Читаем Опечатанный вагон. Рассказы и стихи о Катастрофе полностью

…Бедный Яков. Ему нужно бы иметь хорошо оборудованное агентство, центральное бюро с тремя секретаршами, лучше с пятью, по нескольку связных во всех главных столицах, которые точно и надежно посылают всю информацию, каждую мелочь, добытую слежкой и хитростью, в центр, где заваленные работой секретарши сортируют эти мелочи, прочитывают все крупные газеты, прослушивают все радиостанции, выуживают самое значительное и представляют Якову — ответственному в последней инстанции, — только тогда бы он смог правдиво ответить хотя бы на треть вопросов — в той мере, в какой правдивы газеты и радиостанции и связные на местах.

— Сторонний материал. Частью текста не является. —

PR #3984, opened 2026-03-15
Remove the last unused styles in _legacy.scss

binary-koan:
Issue #3008 

The last couple of rules were only used for the sort indicators in the content editor, and it seems they're no longer needed. The editor still works correctly after removing the styles:

https://github.com/user-attachments/assets/1bd2bf0d-d05b-4f90-bee7-89dff7961031


app/javascript/stylesheets/_legacy.scss
```diff
@@ -1,29 +0,0 @@
-// This file contains legacy stuff as we're migrating away from the old design.
-// It should be removed once everything uses the new stuff.
-@use "sass:math";
-
-// Work around a strange Chromium issue where dragging doesn't work due to `all: unset`
-button[draggable="true"] {
-  -webkit-user-drag: element;
```
binary-koan, line 7: Current Chrome works fine without this fix (see screencast), so hopefully the issue is resolved now

We can add it back if users run into issues; as far as I can tell it only applies to `NodeActionsMenu` as that's the only place we set `draggable` on an unstyled (`all-unset`) button

app/javascript/stylesheets/_legacy.scss
```diff
@@ -1,29 +0,0 @@
...
-}
-
-[role="tree"] [role="treeitem"].sortable-ghost {
```
binary-koan, line 10: This is now covered by the Tailwind classes here https://github.com/antiwork/gumroad/blob/3753544fc1c783ff740d47658d17c7eee3aec443/app/javascript/components/ProductEdit/ContentTab/PageTab.tsx#L68-L70

app/javascript/stylesheets/_legacy.scss
```diff
@@ -1,29 +0,0 @@
...
-  background-color: gray(1);
-  border: dashed $border-width $border-color;
-  display: grid !important;
-  opacity: $disabled-opacity;
-}
-
-.rich-text {
-  .embed {
-    > .preview {
-      padding: calc(56.25% + spacer(4)) 0 0 0;
```
binary-koan, line 20: This appears to be a fix for browsers without `aspect-ratio` support, but the property is now [well supported](https://caniuse.com/wf-aspect-ratio)

Note this is not used in emails as we don't support embedding video files

PR #3986, opened 2026-03-15
Migrate old `.dummy` class to the Skeleton component

binary-koan:
Issue #3008 

The `.dummy` class in `_global.scss` is essentially an earlier version of the `Skeleton` component, so we can use that instead with just minor alterations due to the slightly different default styles.

One visual change - the product card grid loading state wasn't working correctly, fixed as part of the changes:

### Before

Из кармана у Свистка торчит газета. Свисток вышел из каменного дома, проходит, волоча за собой деревянную ногу, мимо евреев, которые и внимания на него не обращают, зачем нам газеты, у нас есть Яков. И только Яков не спускает с него глаз, только его волнует этот клочок бумаги с правдивыми или лживыми сообщениями о том, что действительно произошло, в любом случае бесконечно более ценными, чем ничто, называемое радио. Пища для иссякающего воображения, облегчение для измученного ума, если удастся дерзкий обмен владельцами,

За последним железнодорожным путем Свисток достигает цели — предназначенного «только для немцев» деревянного домика, как написано на двери под сердечком, — его вырезали позже, потому что так, наверно, принято у них дома.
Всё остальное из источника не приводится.